▶ _WORK INSTRUCTION_
Filter the entries beneath this task, copying only the lines that hold the word "behavior".
◇ ◇ ◇ ◇
PR #1138, opened 2020-01-24
fix nested additionalProperties

### LINKED ISSUE #1137: v2.4+ silently removes additionalProperties from nested objects
### Description
This change introduced new behavior that silently removes nested (i.e. not top-level) properties from request bodies when they aren't explicitly declared in the `properties` block, even if `additionalProperties` is `true` (implicitly or explicitly): https://github.com/zalando/connexion/commit/54e50f22787c814caf52f45521991da02ff5f84f#diff-476ae7e600ebfcb9bae2b8199fdd669bR325

### Expected behaviour
All object properties are included in the sanitized object unless its schema explicitly sets `additionalProperties: false`

### Actual behaviour
Nested object properties are removed from the request body if a `properties` block is present in the object's schema unless they are explicitly declared in the object's `properties` block.

### Steps to reproduce
yaml:
```
components:
  schemas:
    FooBar:
      type: object
      additionalProperties: true
      properties:
        foo:
          type: string

paths:
  /foo:
    post:
      x-openapi-router-controller: app.controllers.foo
      operationId: foo
      requestBody:
        content:
          application/json:
            schema:
              type: object
              additionalProperties: true
              properties:
                bar: $ref: '#/components/schemas/FooBar'
```
call:
```
curl -XPOST -d'{
  "bar": {"foo": "foo", "qux": "qux"},
  "baz": "whatever"
}' /foo
```
controller:
```
def foo(body: dict):
    assert 'bar' in body         # no problem
    assert 'baz' in body         # additionalProperty also fine at top level
    assert 'foo' in body['bar']  # chill chill chill, everything as expected
    assert 'qux' in body['bar']  # NOPE! WHERE MY DATA AT THO?!
```

### Additional info:

Output of the commands:

- `python --version`
```
Python 3.7.5+
```
```
Version: 2.4.0
```

dtkav:
Fixes #1137 
Redo #971

 - Don't drop nested additionalProperties
 - Remove unnecessary filtering of objects in OAS3 (if it passed validation, it can be used as-is)

### DIFF
--- a/tests/api/test_responses.py
+++ b/tests/api/test_responses.py
@@ -142,7 +142,7 @@ def test_empty(simple_app):
 def test_exploded_deep_object_param_endpoint_openapi_simple(simple_openapi_app):
     app_client = simple_openapi_app.app.test_client()
 
-    response = app_client.get('/v1.0/exploded-deep-object-param?id[foo]=bar&id[foofoo]=barbar')  # type: flask.Response
+    response = app_client.get('/v1.0/exploded-deep-object-param?id[foo]=bar')  # type: flask.Response
     assert response.status_code == 200
     response_data = json.loads(response.data.decode('utf-8', 'replace'))
     assert response_data == {'foo': 'bar', 'foo4': 'blubb'}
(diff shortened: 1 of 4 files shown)


tests/api/test_responses.py
```diff
@@ -181,7 +188,7 @@ def test_nested_exploded_deep_object_param_endpoint_openapi(simple_openapi_app):
     response = app_client.get('/v1.0/nested-exploded-deep-object-param?id[foo][foo2]=bar&id[foofoo]=barbar')  # type: flask.Response
     assert response.status_code == 200
     response_data = json.loads(response.data.decode('utf-8', 'replace'))
-    assert response_data == {'foo': {'foo2': 'bar', 'foo3': 'blubb'}, 'foofoo': 'barbar'}
+    assert response_data == {'foo': {'foo2': 'bar', 'foo3': 'blubb'}, 'foo4': 'blubb', 'foofoo': 'barbar'}
```
dtkav: hey @drummerwolli - note the change here that defaults in the spec are included.
I think this is the right behavior (and consistent with how we do this elsewhere).

hjacobs:
Thanks @dtkav!

hjacobs:
:+1:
◇ ◇ ◇ ◇
▶ _OUTPUT FOR THIS EXERCISE_
This change introduced new behavior that silently removes nested (i.e. not top-level) properties from request bodies when they aren't explicitly declared in the `properties` block, even if `additionalProperties` is `true` (implicitly or explicitly): https://github.com/zalando/connexion/commit/54e50f22787c814caf52f45521991da02ff5f84f#diff-476ae7e600ebfcb9bae2b8199fdd669bR325
I think this is the right behavior (and consistent with how we do this elsewhere).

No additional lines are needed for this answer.